Required work:
From the first line to the last, give the listing again exactly.

Source data:
★ ★ ★ ★ ★
PR #25, opened 2020-10-07
Continue to support transfers with manual pull

GPaoloni:
Jira: https://bugs.benetech.org/browse/CHI-256
This PR is related to: https://github.com/tech-matters/flex-plugins/pull/219

- Moved chat channel finding logic to the `adjustChatCapacity` function.
- Added integration for manual pull with transfers: if a counselor has availavable `worker.attributes.maxMessageCapacity`, the chat channel capacity is increased from within `transferChatStart`.

### DIFF
--- a/functions/adjustChatCapacity.ts
+++ b/functions/adjustChatCapacity.ts
@@ -34,6 +34,8 @@ export const adjustChatCapacity = async (
     .workers(body.workerSid)
     .fetch();
 
+  if (!worker) return { status: 404, message: 'Could not find worker.' };
+
   const { maxMessageCapacity } = JSON.parse(worker.attributes);
 
   const channels = await worker.workerChannels().list();
--- a/functions/adjustChatCapacity.ts
+++ b/functions/adjustChatCapacity.ts
@@ -14,33 +14,38 @@ import {
 
 const TokenValidator = require('twilio-flex-token-validator').functionValidator;
 
-type EnvVars = {};
+type EnvVars = {
+  TWILIO_WORKSPACE_SID: string;
+};
 
 export type Body = {
   workerSid?: string;
-  workspaceSid?: string;
-  channelSid?: string;
-  workerLimit?: number;
   adjustment?: 'increase' | 'decrease';
 };
 
-const adjustChatCapacity = async (
+export const adjustChatCapacity = async (
   context: Context<EnvVars>,
   body: Required<Body>,
 ): Promise<{ status: number; message: string }> => {
   const client = context.getTwilioClient();
 
-  const channel = await client.taskrouter
-    .workspaces(body.workspaceSid)
+  const worker = await client.taskrouter
+    .workspaces(context.TWILIO_WORKSPACE_SID)
     .workers(body.workerSid)
-    .workerChannels(body.channelSid)
     .fetch();
+
+  const { maxMessageCapacity } = JSON.parse(worker.attributes);
+
+  const channels = await worker.workerChannels().list();
+  const channel = channels.find(c => c.taskChannelUniqueName === 'chat');
+
+  if (!channel) return { status: 404, message: 'Could not find chat channel.' };
 
   if (body.adjustment === 'increase') {
     if (channel.availableCapacityPercentage > 0)
       return { status: 412, message: 'Still have available capacity, no need to increase.' };
 
-    if (!(channel.configuredCapacity < body.workerLimit))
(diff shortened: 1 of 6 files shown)


functions/adjustChatCapacity.ts
```diff
@@ -14,33 +14,40 @@ import {
...
 
-  const channel = await client.taskrouter
-    .workspaces(body.workspaceSid)
+  const worker = await client.taskrouter
+    .workspaces(context.TWILIO_WORKSPACE_SID)
     .workers(body.workerSid)
-    .workerChannels(body.channelSid)
     .fetch();
 
+  if (!worker) return { status: 404, message: 'Could not find worker.' };
```
nickhurlburt, line 37: Will the error here and at L44 be logged in Twilio debugger or in Rollbar (via the Flex plugin) so that we will know about them?  By moving the worker and channel lookup to this function, we are creating more remote API calls, and more things that can fail.  That is okay if we have a way to detect when that happens.

functions/adjustChatCapacity.ts
```diff
@@ -14,33 +14,40 @@ import {
...
+
+  const { maxMessageCapacity } = JSON.parse(worker.attributes);
```
nickhurlburt, line 39: What happens if this value is missing?

functions/transferChatStart.ts
```diff
@@ -93,6 +100,81 @@ async function closeTaskAndKick(context: Context<EnvVars>, body: Required<Body>)
...
+      payload: { status: 403, message: "Error: can't transfer to an offline counselor" },
+    } as const;
+
+  const workerAttr = JSON.parse(worker.attributes);
+
+  const unavailableVoice = channelType === 'voice' && !workerChannel.availableCapacityPercentage;
+  const unavailableChat =
+    channelType !== 'voice' &&
+    !workerChannel.availableCapacityPercentage &&
+    workerAttr.maxMessageCapacity &&
```
nickhurlburt, line 139: I think this function needs a test for when `maxMessageCapacity` has not been set.  It is possible that whoever is configuring the system could overlook setting it for a particular worker.  I think a reasonable default in that case should be to rely only on the configured capacity as is.  But here I think `unavailableChat` will be `false` if `maxMessageCapacity` is `null`, which would be misleading.

nickhurlburt (commented):
This looks good, though there's some further need to consider error handling and failure cases.

functions/adjustChatCapacity.ts
GPaoloni: Yes. I intentionally triggered that (setting the condition to true). When we manage to connect Rollbar to debugger hook, this will be fired as an event, and it's still in Twilio's console in the meanwhile.
Screenshot from 2020-10-07 16-32-25

functions/adjustChatCapacity.ts
GPaoloni: Addressed in https://github.com/tech-matters/serverless/pull/25/commits/7eefe7365dd3bb35ac6e29f0c1839c377ae8421a

functions/transferChatStart.ts
GPaoloni: Addressed in https://github.com/tech-matters/serverless/pull/25/commits/b3ede0c809d8df1b0c04a8aa94830b1941bae5ef

functions/transferChatStart.ts
```diff
@@ -133,11 +133,14 @@ async function validateChannelIfWorker(
   const workerAttr = JSON.parse(worker.attributes);
 
   const unavailableVoice = channelType === 'voice' && !workerChannel.availableCapacityPercentage;
+  // if maxMessageCapacity is not set, just use configuredCapacity without adjustChatCapacity
   const unavailableChat =
-    channelType !== 'voice' &&
+    workerAttr.maxMessageCapacity 
+      ? channelType !== 'voice' &&
     !workerChannel.availableCapacityPercentage &&
     workerAttr.maxMessageCapacity &&
```
nickhurlburt, line 141: This line is now redundant (since `workerAttr.maxMessageCapacity` must be truthy if you got here)

nickhurlburt (approved):
Looks good!  There's one redundant line that can be removed, but that's it.

functions/transferChatStart.ts
GPaoloni: Thanks for the catch!

GPaoloni:
Deployed to staging.

nickhurlburt:
Yay!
★ ★ ★ ★ ★
Solved problem:
PR #25, opened 2020-10-07
Continue to support transfers with manual pull

GPaoloni:
Jira: https://bugs.benetech.org/browse/CHI-256
This PR is related to: https://github.com/tech-matters/flex-plugins/pull/219

- Moved chat channel finding logic to the `adjustChatCapacity` function.
- Added integration for manual pull with transfers: if a counselor has availavable `worker.attributes.maxMessageCapacity`, the chat channel capacity is increased from within `transferChatStart`.

### DIFF
--- a/functions/adjustChatCapacity.ts
+++ b/functions/adjustChatCapacity.ts
@@ -34,6 +34,8 @@ export const adjustChatCapacity = async (
     .workers(body.workerSid)
     .fetch();
 
+  if (!worker) return { status: 404, message: 'Could not find worker.' };
+
   const { maxMessageCapacity } = JSON.parse(worker.attributes);
 
   const channels = await worker.workerChannels().list();
--- a/functions/adjustChatCapacity.ts
+++ b/functions/adjustChatCapacity.ts
@@ -14,33 +14,38 @@ import {
 
 const TokenValidator = require('twilio-flex-token-validator').functionValidator;
 
-type EnvVars = {};
+type EnvVars = {
+  TWILIO_WORKSPACE_SID: string;
+};
 
 export type Body = {
   workerSid?: string;
-  workspaceSid?: string;
-  channelSid?: string;
-  workerLimit?: number;
   adjustment?: 'increase' | 'decrease';
 };
 
-const adjustChatCapacity = async (
+export const adjustChatCapacity = async (
   context: Context<EnvVars>,
   body: Required<Body>,
 ): Promise<{ status: number; message: string }> => {
   const client = context.getTwilioClient();
 
-  const channel = await client.taskrouter
-    .workspaces(body.workspaceSid)
+  const worker = await client.taskrouter
+    .workspaces(context.TWILIO_WORKSPACE_SID)
     .workers(body.workerSid)
-    .workerChannels(body.channelSid)
     .fetch();
+
+  const { maxMessageCapacity } = JSON.parse(worker.attributes);
+
+  const channels = await worker.workerChannels().list();
+  const channel = channels.find(c => c.taskChannelUniqueName === 'chat');
+
+  if (!channel) return { status: 404, message: 'Could not find chat channel.' };
 
   if (body.adjustment === 'increase') {
     if (channel.availableCapacityPercentage > 0)
       return { status: 412, message: 'Still have available capacity, no need to increase.' };
 
-    if (!(channel.configuredCapacity < body.workerLimit))
(diff shortened: 1 of 6 files shown)


functions/adjustChatCapacity.ts
```diff
@@ -14,33 +14,40 @@ import {
...
 
-  const channel = await client.taskrouter
-    .workspaces(body.workspaceSid)
+  const worker = await client.taskrouter
+    .workspaces(context.TWILIO_WORKSPACE_SID)
     .workers(body.workerSid)
-    .workerChannels(body.channelSid)
     .fetch();
 
+  if (!worker) return { status: 404, message: 'Could not find worker.' };
```
nickhurlburt, line 37: Will the error here and at L44 be logged in Twilio debugger or in Rollbar (via the Flex plugin) so that we will know about them?  By moving the worker and channel lookup to this function, we are creating more remote API calls, and more things that can fail.  That is okay if we have a way to detect when that happens.

functions/adjustChatCapacity.ts
```diff
@@ -14,33 +14,40 @@ import {
...
+
+  const { maxMessageCapacity } = JSON.parse(worker.attributes);
```
nickhurlburt, line 39: What happens if this value is missing?

functions/transferChatStart.ts
```diff
@@ -93,6 +100,81 @@ async function closeTaskAndKick(context: Context<EnvVars>, body: Required<Body>)
...
+      payload: { status: 403, message: "Error: can't transfer to an offline counselor" },
+    } as const;
+
+  const workerAttr = JSON.parse(worker.attributes);
+
+  const unavailableVoice = channelType === 'voice' && !workerChannel.availableCapacityPercentage;
+  const unavailableChat =
+    channelType !== 'voice' &&
+    !workerChannel.availableCapacityPercentage &&
+    workerAttr.maxMessageCapacity &&
```
nickhurlburt, line 139: I think this function needs a test for when `maxMessageCapacity` has not been set.  It is possible that whoever is configuring the system could overlook setting it for a particular worker.  I think a reasonable default in that case should be to rely only on the configured capacity as is.  But here I think `unavailableChat` will be `false` if `maxMessageCapacity` is `null`, which would be misleading.

nickhurlburt (commented):
This looks good, though there's some further need to consider error handling and failure cases.

functions/adjustChatCapacity.ts
GPaoloni: Yes. I intentionally triggered that (setting the condition to true). When we manage to connect Rollbar to debugger hook, this will be fired as an event, and it's still in Twilio's console in the meanwhile.
Screenshot from 2020-10-07 16-32-25

functions/adjustChatCapacity.ts
GPaoloni: Addressed in https://github.com/tech-matters/serverless/pull/25/commits/7eefe7365dd3bb35ac6e29f0c1839c377ae8421a

functions/transferChatStart.ts
GPaoloni: Addressed in https://github.com/tech-matters/serverless/pull/25/commits/b3ede0c809d8df1b0c04a8aa94830b1941bae5ef

functions/transferChatStart.ts
```diff
@@ -133,11 +133,14 @@ async function validateChannelIfWorker(
   const workerAttr = JSON.parse(worker.attributes);
 
   const unavailableVoice = channelType === 'voice' && !workerChannel.availableCapacityPercentage;
+  // if maxMessageCapacity is not set, just use configuredCapacity without adjustChatCapacity
   const unavailableChat =
-    channelType !== 'voice' &&
+    workerAttr.maxMessageCapacity 
+      ? channelType !== 'voice' &&
     !workerChannel.availableCapacityPercentage &&
     workerAttr.maxMessageCapacity &&
```
nickhurlburt, line 141: This line is now redundant (since `workerAttr.maxMessageCapacity` must be truthy if you got here)

nickhurlburt (approved):
Looks good!  There's one redundant line that can be removed, but that's it.

functions/transferChatStart.ts
GPaoloni: Thanks for the catch!

GPaoloni:
Deployed to staging.

nickhurlburt:
Yay!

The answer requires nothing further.